I dont think permanent enlightenment exists not in the sense of a permanent state of non duality anyway, who have you or anybody else ever met who lives in a permanent state of non duality without an ego? sure there are many people who enter temporary states where their limits and mind structures drop away and experience Samadhi or other type unification experiences, infact I think it is possible for anybody to have such experiences with enough meditation, but nobody lives in that state permanentely well nobody I have ever come across anyway, I think such a permanent state is infact a con by gurus looking to make money and so people put them on a pedistool and worship them. There are people who have more access to spiritual states in their lives and there are people who have less karma so can see reality more clearly but my interpretation is that on the whole they are just regular people who are healthy and have dealt with their issues and been allowed to grow and develop into who they really are.

Many spiritual people say all there is to do is to realise your no-self and your non dual nature but infact we are individuals as well as part of the whole, so we have a self with individual skills and qualities which can be nurtured and developed as well as being a non self part of the whole, some of us are naturally good at art and others science and politics and I dont think the world would be in a better state if everybody layed down their individuality like Ramana Maharshi and other spiritual people and solely focused on being a nobody, you can find meaning in life beyond non-duality which makes life worth living, its not up to Byron Katie or anybody else to tell you what life is about, you could find meaning in writiing books, being an actor or being a mother could be enough to provide substance to your life to make it all worthwhile . Obviously I am not wise enough to know any of this for sure but this is my take on this at the moment.


----------



## Rozanne (Feb 24, 2006)

interesting! it's funny, in one article on her waking up, she said that she would walk out of the hostel and go up to people and say "don't you recognise me!"...and that we are all in a trancended state all the time but we just won't admit it, that we are living a lie, by believing our views of ourselves.
I have to say that when I've been doing the work, it has cleared and opened my mind's eye, quite a bit.
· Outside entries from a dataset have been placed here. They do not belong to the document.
PR #774, opened 2026-05-29
Ambire/ update privacy ratings

JIOjosBG:
Updates ambire's address and multiaddress privacy ratings

Also adds monad and citrea entities

### DIFF
--- a/.cspell.json
+++ b/.cspell.json
@@ -68,6 +68,7 @@
 		"checksummed",
 		"chromeos",
 		"chromewebstore",
+		"citrea",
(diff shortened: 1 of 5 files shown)


polymutex (approved):
Looks good, thanks :) but note that this will have to be replaced with an actual packet capture file (see `pnpm wallet-data-collection` for the tool to help with collecting this) in the near future

JIOjosBG:
Great, as discussed outside of gh, i will wait for the tool to be finished before i do this

PR #778, opened 2026-05-30
Talks: Create outline for dappcon

maykelxyz:


resources/talks/2026-06-eth-berlin/dappcon/outline.md
```diff
@@ -0,0 +1,101 @@
...
+- Brief introduction to Walletbeat’s evaluation attributes:
+  - Security
+  - Privacy
+  - Transparency
+  - Self-sovereignty
+  - Ecosystem alignment
+
+---
+
+### The Transaction Legibility Problem
```
polymutex, line 31: Kind of a big jump to go from generic Walletbeat description to specifically the Transaction Legibility Problem. Need some sort of transition or reason to focus on this problem in particular.

One way to do this may be to lead with a "Why do wallets matter?" or "What do wallets really get wrong?" and then explain the Bybit hack, and only *then* afterwards talk about the blind signing problem and the ERC solutions.

It also gives the audience a reason to care upfront, then generalizes the problem, describes the solution. You could even move the general Walletbeat section to the end too as a generalization of this fix pattern. Then jump to demo

resources/talks/2026-06-eth-berlin/dappcon/outline.md
```diff
@@ -0,0 +1,101 @@
...
+#### Key Message
+
+Wallet UX and wallet security are increasingly becoming standards problems.
+
+Better standards improve:
+
+- interoperability
+- transaction clarity
+- user trust
+- wallet safety
```
polymutex, line 74: Add:
- Open competition

resources/talks/2026-06-eth-berlin/dappcon/outline.md
```diff
@@ -0,0 +1,101 @@
...
+- Comparing readable vs unreadable signing experiences
+- A real transaction flow using:
+
+  - Uniswap
+  - CoW Swap
+
+
+### Final Takeaway
+
+- Standards like ERC-7730 and ERC-8213 aim to improve user safety and interoperability
```
polymutex, line 111: And state Walletbeat's role in making those happen

polymutex (changes requested):

polymutex (approved):

PR #2, opened 2021-06-17
Initial ADRs

psmulovics:
Adding
 * 001 Use ADRs
 * 002 Configuration


Sly1024 (commented):
"this would be stored in an in memory data store that could be changed and get notified on the fly"
I'm not sure I agree with that. If the config can be changed, people will use it as a state. State should be separate and persistable. For initial values of some state, it's OK to come from a config field, but I would not allow the config to change.

bingenito:
Think "redux store".  Subsets that make sense to be stored can be persisted back on demand.

psmulovics:
Indeed, I'm with @bingenito on this one. The config can be persisted on demand or even automatically to some medium and read back. This would enable restarting, cross machine manipulation and more.

Sly1024:
That is not config then, it is state. The terminology is confusing. How do you tell which part is persistable/modifiable? I assume developers will want some parts to be fixed, like the title of the main window, the URL for a module, etc.. If we say we have a static config and a persistable state, and we merge them when the app starts, then it's clear what happens and which part is changeable.

bingenito:
Config can and is changed at runtime (by the user changing defaults).  The permissible actions on that are handled by that state providers implementation.  The examples in the ADR are each providers and the traditional configuration in which you are referring is one of them.  Perhaps what needs to be detailed more is an overview of the state being populated by providers and the hierarchical overriding ability.  I would suspect there will be a separate ADR for the individual providers themselves?  The config provider knows how to read and persist config.  Configuration itself mirrors the same concept of hierarchy where you have system readonly, infinite level of readonly config between, and then rw user level.

To an outside observer this is all treated as a single store with events and binding.  You can get away with some interesting fun experiments where you can hibernate the entire state and restore it on restart or keep a side-by-side bcp instance on another pc kept fully in sync via state change broadcasts between each.

bingenito:
@psmulovics  Can you split the first (and less discussed) ADR into a new PR so we can review that separately and individually?

Sly1024:
I had a chat with @psmulovics, I might have missed a discussion about this.
I'm OK with the state being a hierarchical store with binding, notification, etc. But still the terminology is confusing. Is it the "state" or is it the "config" or are these the same thing?

bingenito:
The ADR doesn't have the term "state" in it.  Config would be one portion/provider of this central store.

Sly1024 (approved):
All right, looks good then.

I used to think enlightenment was going to be like a permanent orgasm/tantric/blissful state or something...hahaha..but I think I'm starting to get the idea, more firmly planted in my head, that it is just peacefulness and rest. I can't imagine what it must be like to see the whole of Nature and life contained within this peace, is that called noetic?


----------



## Guest (Apr 18, 2008)

We cant say that there is a "perminant" state of enlightenmemt,because in the fourth dhyana time is already transcended before "enlightenment.Its not like theres a perminant ego who is enlightened,if we said that it would not be enlightenment.As you go through the stages-bhumis towards enlightenment and the perfections its not that youre heading for something called enlightenment,its more like clouds of illusion are removed and we see reality for what it is,its not that some people have less karma its that they have purified there karma and perfected it with the six perfections and sublimated into the path as their means to enlightenmet.
In the end even meditation is transcended,there is no one who is meditating,the doer and the doing are transcended.
There are no special states required and yes alot of so called gurus promote cirtain states of conscioussness and charge people ridiculous ammounts of money for teaching them.The only things required are concerntration-samadi and mindfullness....as you go on the path cirtain states do naturally occur inevitably -the four dhyanas but they are not to be clung to ,they are also imperminant as such as mind made ideas..
And yes even non duality is transcended as I said because here and now already there is nothing to acheive ,there is nothing that isnt already buddha nature.....We never had a ego as such in the first place to do away with but equally true is not no self.We are not the same nor are we differant because we are the same in all our differances and we could say we are differant expressions of that sameness which is not sameness and not seperate either[really hard to put into words]-not no self..,we are not individual/differant but nor are we the all/samesness or both or neither.....We are ineffable...We can say there is no duality ,no self ,but once we see that actually there is no non duality, not no self,Even not no enlihghtenment....there may be nothing to attain but also there is not no attainmenmt ,One we see not no attainment the path is seen......and how to aproach it...the middle path bewtween all ideas...
There are three poisons of the mind ..-greed,hatred,delusion.....which manifest as .attachment,aversion,ignorance..or on the path......self,no self,nonenlightenment.....greed is selfish ideas/attachment ,hatred is aversion and non self ideas....once these are overcome and we find the middle way -the noble eightfold path ,ignorance is gone and enlightenmenmt manifests as it allways was.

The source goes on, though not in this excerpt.